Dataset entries
╔══
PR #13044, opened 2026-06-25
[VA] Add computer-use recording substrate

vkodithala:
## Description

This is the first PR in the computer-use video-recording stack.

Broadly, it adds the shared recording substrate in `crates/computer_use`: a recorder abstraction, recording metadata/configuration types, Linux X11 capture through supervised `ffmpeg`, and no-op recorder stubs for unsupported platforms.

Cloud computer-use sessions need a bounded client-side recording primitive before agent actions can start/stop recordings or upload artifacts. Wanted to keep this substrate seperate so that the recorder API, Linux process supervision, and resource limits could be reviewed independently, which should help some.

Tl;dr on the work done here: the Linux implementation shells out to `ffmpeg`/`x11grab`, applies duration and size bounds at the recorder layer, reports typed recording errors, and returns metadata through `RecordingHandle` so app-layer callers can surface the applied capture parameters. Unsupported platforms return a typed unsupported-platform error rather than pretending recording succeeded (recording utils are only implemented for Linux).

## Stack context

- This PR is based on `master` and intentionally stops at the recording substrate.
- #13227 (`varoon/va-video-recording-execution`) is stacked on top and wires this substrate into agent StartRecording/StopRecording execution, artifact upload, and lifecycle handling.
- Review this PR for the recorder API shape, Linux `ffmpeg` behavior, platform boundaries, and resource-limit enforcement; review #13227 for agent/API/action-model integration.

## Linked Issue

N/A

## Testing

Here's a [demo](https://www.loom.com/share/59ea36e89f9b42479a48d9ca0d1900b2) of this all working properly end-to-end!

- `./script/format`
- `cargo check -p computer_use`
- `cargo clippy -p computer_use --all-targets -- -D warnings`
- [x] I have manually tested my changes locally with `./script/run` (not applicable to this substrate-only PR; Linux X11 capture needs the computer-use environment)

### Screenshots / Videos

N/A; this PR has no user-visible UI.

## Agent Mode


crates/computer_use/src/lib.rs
╚══
╔══
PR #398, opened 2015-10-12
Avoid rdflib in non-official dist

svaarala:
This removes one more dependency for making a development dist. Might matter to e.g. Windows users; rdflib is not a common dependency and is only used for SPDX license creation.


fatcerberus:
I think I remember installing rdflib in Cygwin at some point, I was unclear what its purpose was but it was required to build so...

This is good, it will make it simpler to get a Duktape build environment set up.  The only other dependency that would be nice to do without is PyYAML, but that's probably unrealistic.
╚══
> TASK DESCRIPTION
What you give back should be only the lines of the records above, starting at the line with "This is the" and ending at the line with "Broadly, it adds", restated word for word.

> SOLUTION TO THIS PROBLEM
This is the first PR in the computer-use video-recording stack.

Broadly, it adds the shared recording substrate in `crates/computer_use`: a recorder abstraction, recording metadata/configuration types, Linux X11 capture through supervised `ffmpeg`, and no-op recorder stubs for unsupported platforms.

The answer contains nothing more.